┌────────
PR #1388, opened 2019-11-18
Use ChunksizeAdjuster to adjust chunk size

dimaryaz:
...because of course it's a thing.

S3 allows a maximum of 10,000 chunks - and with the default chunk size of 8MB,
we would go over that if the file is bigger than 80GB.

Boto adjusts chunk sizes to deal with that, so let's do the same.

Also adjust unit tests to use realistic file sizes (because there's also
a minimum allowed chunk size).

### DIFF
--- a/api/python/tests/test_data_transfer.py
+++ b/api/python/tests/test_data_transfer.py
@@ -443,10 +443,16 @@ class DataTransferTest(QuiltTestCase):
 
 
     def test_multipart_copy(self):
-        size = 20 * 1024 * 1024
+        size = 100 * 1024 * 1024 * 1024
+
+        # size / 8MB would give us 12501 chunks - but the maximum allowed is 10000,
+        # so we should end with 16MB chunks instead.
         chunksize = 8 * 1024 * 1024
+        assert size / chunksize > 10000
+        chunksize *= 2
 
         chunks = -(-size // chunksize)
+        assert chunks <= 10000
 
         self.s3_stubber.add_response(
             method='head_object',
--- a/api/python/tests/test_data_transfer.py
+++ b/api/python/tests/test_data_transfer.py
@@ -371,14 +371,25 @@ class DataTransferTest(QuiltTestCase):
 
 
     def test_multipart_upload(self):
-        path = DATA_DIR / 'large_file.npy'
+        name = 'very_large_file.bin'
+        path = pathlib.Path(name)
+
+        size = 30 * 1024 * 1024
+        chunksize = 8 * 1024 * 1024
+
+        chunks = -(-size // chunksize)
+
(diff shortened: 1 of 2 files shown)


api/python/tests/test_data_transfer.py
```diff
@@ -371,14 +371,25 @@ def test_upload_large_file_etag_match_metadata_mismatch(self):
 
 
     def test_multipart_upload(self):
-        path = DATA_DIR / 'large_file.npy'
+        name = 'very_large_file.bin'
+        path = pathlib.Path(name)
+
+        size = 30 * 1024 * 1024
+        chunksize = 8 * 1024 * 1024
```
akarve: Don't we want to push for the case where we have more than 10,000 parts per `Part number must be an integer between 1 and 10000, inclusive`

akarve: Or at least where `size/chunksize > CHUNK_LIMIT`?

dimaryaz: Sure... I'll add it to the multipart copy test, though. The logic is the same - but a unittest creating and uploading a 100GB file seems a bit extreme. In the copy test, there's no actual IO going on, so it's fine.

dimaryaz: (That is, in the upload test, it wouldn't take up 100GB on disk, and it wouldn't be uploaded - but it would still be read)

api/python/tests/test_data_transfer.py
```diff
@@ -371,14 +371,25 @@ def test_upload_large_file_etag_match_metadata_mismatch(self):
...
+
+        chunks = -(-size // chunksize)
```
JacksonMaxfield: Sorry, why double negative?

api/python/tests/test_data_transfer.py
```diff
@@ -414,27 +425,34 @@ def test_multipart_upload(self):
...
-        file_size = 5000
+        size = 100 * 1024 * 1024 * 1024
+
+        # size / 8MB would give us 12501 chunks - but the maximum allowed is 10000,
+        # so we should end with 16MB chunks instead.
+        chunksize = 8 * 1024 * 1024
+        assert size / chunksize > 10000
+        chunksize *= 2
+
+        chunks = -(-size // chunksize)
```
JacksonMaxfield: Same thing here. Probably just not understanding.

api/python/tests/test_data_transfer.py
dimaryaz: Haha, this is the same as `import math`, ..., `math.ceil(size / chunksize)` - just trying to be clever and save a few bytes. I can change it to `math.ceil`.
└────────
WORK ORDER
Every line above that has the string "QuiltTestCase" needs to be copied.

FINISHED TASK
@@ -443,10 +443,16 @@ class DataTransferTest(QuiltTestCase):
@@ -371,14 +371,25 @@ class DataTransferTest(QuiltTestCase):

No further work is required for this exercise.